PR #25296, opened 2022-12-28
breaking: `.should()` and `.and()` are now queries.

### LINKED ISSUE #25134: Chains of query commands do not retry anything before an assertion
### Current behavior

Notice in v12 (using 12.1.0 right now) that if there are assertions in the chain of queries, the query commands before an assertion are NOT retried, even if the assertion should pass.

### Desired behavior

Cypress should go all the way to the start of the chain of queries and retry it, even if there are assertions in the mix.

### Test code to reproduce

```js
const double = (n) => n * 2

// @ts-ignore
Cypress.Commands.addQuery('apply', (fn) => (n) => fn(n))

it('fails to retry the cy.its', () => {
  const list = []
  cy.wrap(list)
    .its(0) // first item
    // this assertion breaks the query chain retries
    // it never "sees" the new number 5
    // because it never retries cy.its above
    .should('be.a', 'number')
    .apply(double)
    .should('equal', 10)

  setTimeout(() => {
    list[0] = 1
  }, 1000)

  setTimeout(() => {
    list[0] = 5
  }, 2000)
})

it('retries queries with assertions', () => {
  const list = []
  cy.wrap(list)
    // several queries (without assertion)
    .its(0) // first item
    .apply(double)
    .should('equal', 10)

  setTimeout(() => {
    list[0] = 1
  }, 1000)

  setTimeout(() => {
    list[0] = 5
  }, 2000)
})
```

Screen Shot 2022-12-13 at 12 39 45

https://github.com/bahmutov/cypress-map/blob/main/cypress/e2e/chain-with-assertions.cy.js

### Cypress Version

v12

### Node version

16

### Operating System

mac

### Debug Logs

_No response_

### Other

_No response_

BlueWinds:
- Closes https://github.com/cypress-io/cypress/issues/25134
- Closes https://github.com/cypress-io/cypress/issues/25491

### User facing changelog

Not ready for review. PR description TODO. Marking as 'not a draft' so circleCI will build commits pushed to the branch.

### PR Tasks

  - Update the 12.0.0 migration docs with an addendum speaking to assertions also joining the queries category in 12.x.x.
  - Mention that aliases are 'locators' 


packages/driver/src/cypress/error_messages.ts
```diff
@@ -518,6 +518,12 @@ export default {
         docsUrl: `https://on.cypress.io/${_.toLower(obj.cmd)}`,
       }
     },
+    read_timed_out (obj) {
```
BlueWinds: This new log message is more of a necessary implementation detail than an intentional change. `writeFile()` handles its own timeout logic, so needs the `{{timeout}}ms` block, while `readFile()` now uses the default command_queue retry logic for queries.

Resulting error message looks like:
```
Timed out retrying after 4000ms: `cy.readFile(foo.txt)` timed out.
```

BlueWinds: I spent quite a while trying to get the old error message back (without the "timed out retrying" bit), but it was seriously troublesome / convoluted, so rather than drop more time down that rabbit hole, opted to create a new error message.

packages/driver/src/cypress/command_queue.ts
```diff
@@ -28,37 +34,32 @@ const commandRunningFailed = (Cypress, err, current?: $Command) => {
     return
   }
 
-  const lastLog = current?.getLastLog()
```
BlueWinds, line 31: This logic is all mostly the same, with the exception that we now always call `lastLog.error(err)` if we have a last log - this ensures that we wrap up all assertions (and other log messages) whether or not an onFail() function exists on the error.

packages/driver/src/cy/commands/files.ts
```diff
@@ -4,118 +4,129 @@ import { basename } from 'path'
...
   _log?: Log
 }
 
 export default (Commands, Cypress, cy, state) => {
-  Commands.addAll({
-    readFile (file, encoding, userOptions: Partial<Cypress.Loggable & Cypress.Timeoutable> = {}) {
-      if (_.isObject(encoding)) {
-        userOptions = encoding
-        encoding = undefined
+  Commands.addQuery('readFile', function readFile (file, encoding, options: Partial<Cypress.Loggable & Cypress.Timeoutable> = {}) {
```
BlueWinds: With the change of `.should()` to be a query, `.readFile()` needed to move over as well. This is because readFile() wants to re-read the file from disk every time follow-up assertions fail. For example:

```
cy.readFile('foo.json').should('eq', {bar: 'baz'})
```

is expected to re-read the file from disk until the assertion passes - very query-like behavior.

However, query's inner functions have to by synchronous, while readFile definitely isn't. So we work around this.
1. When the command first executes, we create a promise to read the file from the server.
2. Until the promise resolves, the inner function throws an error, and the command_queue keeps retrying it.
3. Once the promise resolves, the inner function returns the resolved file contents.
4. If our `onFail` handler is called, we know that an upcoming assertion threw an error - either the file didn't exist when it should have, should have existed when it didn't, or the contents didn't match. We throw away the file result and create a new promise.

packages/driver/src/cy/commands/files.ts
```diff
@@ -4,118 +4,132 @@ import { basename } from 'path'
...
   _log?: Log
 }
 
 export default (Commands, Cypress, cy, state) => {
-  Commands.addAll({
-    readFile (file, encoding, userOptions: Partial<Cypress.Loggable & Cypress.Timeoutable> = {}) {
-      if (_.isObject(encoding)) {
-        userOptions = encoding
-        encoding = undefined
+  Commands.addQuery('readFile', function readFile (file, encoding, options: ReadFileOptions = {}) {
```
emilyrohrbough: I would expect this work to be done in its own pull request to make this review smaller. I wouldn't expect this change to impact should() & and().

BlueWinds: I'll move this to its own PR, good call.

It ends up being a prerequisite for updating .should() / .and(). Part of `.readFile()`'s behavior is that if the following assertions fail, it needs to re-read the file from disk - which is basically the idea behind queries! With how assertions work changing, .readFile() needs to fall into the new system as well.

I'll put more details in the description of the new PR.

BlueWinds: https://github.com/cypress-io/cypress/pull/25595 contains these changes stand-alone.

packages/driver/src/cy/commands/files.ts
BlueWinds: See https://github.com/cypress-io/cypress/pull/25595 for these changes / disscussion.

packages/driver/src/cy/assertions.ts
```diff
@@ -275,27 +192,26 @@ export const create = (Cypress: ICypress, cy: $Cy) => {
 
   return {
     finishAssertions,
+    assert,
 
     // TODO: define the specific type of options
     verifyUpcomingAssertions (subject, options: Record<string, any> = {}, callbacks: VerifyUpcomingAssertionsCallbacks = {}) {
```
BlueWinds, line 198: `verifyUpcomingAssertions` is no longer an accurate name, but given that a variety of plugins and custom commands rely on it, I've opted not to rename it something more appropriate (like "verifyImplicitAssertions" or somesuch).

It may not be documented as part of our public API, but I'd consider it public-facing and am therefore hesitant to rename it without an extremely compelling reason.

packages/driver/cypress/e2e/commands/traversals.cy.js
```diff
@@ -160,58 +160,25 @@ describe('src/cy/commands/traversals', () => {
...
-          cy.get('#list')[name](arg).then(function () {
-            const { lastLog } = this
-
-            expect(lastLog.get('snapshots').length).to.eq(1)
-            expect(lastLog.get('snapshots')[0]).to.be.an('object')
-          })
-        })
-
-        it('has the $el', () => {
+        it('snapshots, has the element, and logs with console props', () => {
```
BlueWinds, line 163: No functional changes here, but combining the assertions into one test ends up saving about 60s per run on my machine (since this is executed in a loop), and likely more than that on a CI box.

No need to revisit dom.html hundreds of times. :woman_shrugging:

packages/driver/cypress/e2e/commands/assertions.cy.js
```diff
@@ -769,6 +766,22 @@ describe('src/cy/commands/assertions', () => {
 
         cy.should(() => {})
       })
+
+      it('throws a good error when aliased subject disappears', function (done) {
```
BlueWinds, line 771: Added these two tests based on https://github.com/cypress-io/cypress/issues/25491 / https://github.com/cypress-io/cypress/pull/25493

BlueWinds, line 771:
```suggestion
      // https://github.com/cypress-io/cypress/issues/25491
      it('throws a good error when aliased subject disappears', function (done) {
```

BlueWinds:
New PR for same work: https://github.com/cypress-io/cypress/pull/25738

emilyrohrbough:
Why open a new pr?

PR #20575, opened 2022-03-11
fix(webpack-dev-server): do not encodeUri in loader

lmiller1990:
- Closes https://github.com/cypress-io/cypress/issues/20573

### User facing changelog

Correctly load specs with `[` and `]` characters when using `@cypress/webpack-dev-server`.

### Additional details

Not really relevant to people outside Cypress, but when you back merge this to 10.0-release, you can use this branch for an example (same changes but updated system-tests project: https://github.com/cypress-io/cypress/compare/10.0-release...lmiller1990/20573?expand=1).

### How has the user experience changed?

N/A

### PR Tasks

- [x] Have tests been added/updated?
- [ ] Has the original issue (or this PR, if no issue exists) been tagged with a release in ZenHub? (user-facing changes only)
- [ ] Has a PR for user-facing changes been opened in [`cypress-documentation`](https://github.com/cypress-io/cypress-documentation)? 
- [ ] Have API changes been updated in the [`type definitions`](https://github.com/cypress-io/cypress/blob/develop/cli/types/cypress.d.ts)?
- [ ] Have new configuration options been added to the [`cypress.schema.json`](https://github.com/cypress-io/cypress/blob/develop/cli/schema/cypress.schema.json)?

PR #25299, opened 2022-12-28
fix: Allow component tests with special characters in filepath

### LINKED ISSUE #24588: No tests found when directory name has [] (Component Testing with Next.js)
### Current behavior

Hello, I encountered a similar issue previously reported here https://github.com/cypress-io/cypress/issues/20573 
Running tests inside a square-bracket folder lead to a "No tests found." error.
Screenshot 2022-11-08 at 16 28 23

### Desired behavior

Tests inside square-bracket folders work in a usual way.

### Test code to reproduce

Just wrap a folder name containing component tests in [].

### Cypress Version

10.11.0 and 11.0.1

### Node version

16.15.0

### Operating System

macOS 12.6

### Debug Logs

_No response_

### Other

Next – 12.3.0
dev server framework – 'next'
dev server bundler – 'webpack'

mike-plummer:
- Closes #24588 

### User facing changelog
* Fixes an issue where component test files that contained characters such as brackets (`[]`) would be ignored when running tests. This is a common pattern in Next.js and Gatsby.js projects

### Additional details
This was originally fixed in #20575, but was at some point lost. Tests were added by that PR but unfortunately a loophole in how they were established was just causing them to validate that no tests _**failed**_ - they did not validate that the expected number of tests were loaded and executed. This PR re-introduces the logic change from #20575 and attempts to add logic to the system test to validate that the expected spec files & included tests were found, loaded, and executed.

If anyone has a suggestion for a better way to validate the set of tests that were loaded & run I would love to hear it. Currently pattern matching on `stdout` but this feels a bit brittle

### Steps to test

1. Pull down this branch, build `npm/webpack-dev-server` using `yarn build`
2. Create a Next.js component testing project
3. Create component test files of the following filepath patterns. Ensure each file has a test case within it
`*/[foo]/Test.cy.tsx`
`*/[...Test].cy.tsx`
`*/My Test.cy.tsx`
`*/SpecialChar_ñ.cy.tsx`
4. Launch Cypress, validate that each file is listed in the specs list and executes the test when run

Before: Spec files were found and listed, but would report "No tests found" when executed
After: Specs should now execute test cases

### PR Tasks

### DIFF
--- a/system-tests/test/webpack_dev_server_spec.ts
+++ b/system-tests/test/webpack_dev_server_spec.ts
@@ -1,7 +1,13 @@
 import systemTests from '../lib/system-tests'
+import Fixtures from '../lib/fixtures'
+import path from 'path'
+import globby from 'globby'
+import { escapeRegExp } from 'lodash'
 
 describe('@cypress/webpack-dev-server', function () {
   systemTests.setup()
+
+  const wdsPath = Fixtures.projectPath('webpack-dev-server')
 
   systemTests.it('successfully loads and runs all specs', {
     project: 'webpack-dev-server',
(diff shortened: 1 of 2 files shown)


lmiller1990 (approved):
How did this get reverted :thinking: ???

system-tests/test/webpack_dev_server_spec.ts
```diff
@@ -1,14 +1,48 @@
...
 
+  const wdsPath = Fixtures.projectPath('webpack-dev-server')
+
   systemTests.it('successfully loads and runs all specs', {
     project: 'webpack-dev-server',
     testingType: 'component',
     spec: 'src/**/*',
     browser: 'chrome',
     expectedExitCode: 0,
+    onRun: async (exec) => {
```
ZachJW34, line 18: Did you consider writing a cy-in-cy test to verify these load? Would have reduced the complexity of the logic below (albeit for a performance cost)

ZachJW34 (approved):

system-tests/test/webpack_dev_server_spec.ts
mike-plummer: @ZachJW34 Was a bit of a toss-up. To do `cypress-in-cypress` I would have had to make more changes to write the 4 special test files this is validating into the cy-in-cy project which I feel would have obviated much of the advantage. More complex setup balanced against easier validation - decided to leave as much in place as possible and deal with the messy validation to keep the PR simpler and minor perf gain.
● ● ● ● ● ● ●
◆ **TASK REQUIREMENTS**
Only the lines that contain the string "characters" should be copied from the entries above.

◆ **SOLUTION TO THE EXERCISE**
Correctly load specs with `[` and `]` characters when using `@cypress/webpack-dev-server`.
fix: Allow component tests with special characters in filepath
* Fixes an issue where component test files that contained characters such as brackets (`[]`) would be ignored when running tests. This is a common pattern in Next.js and Gatsby.js projects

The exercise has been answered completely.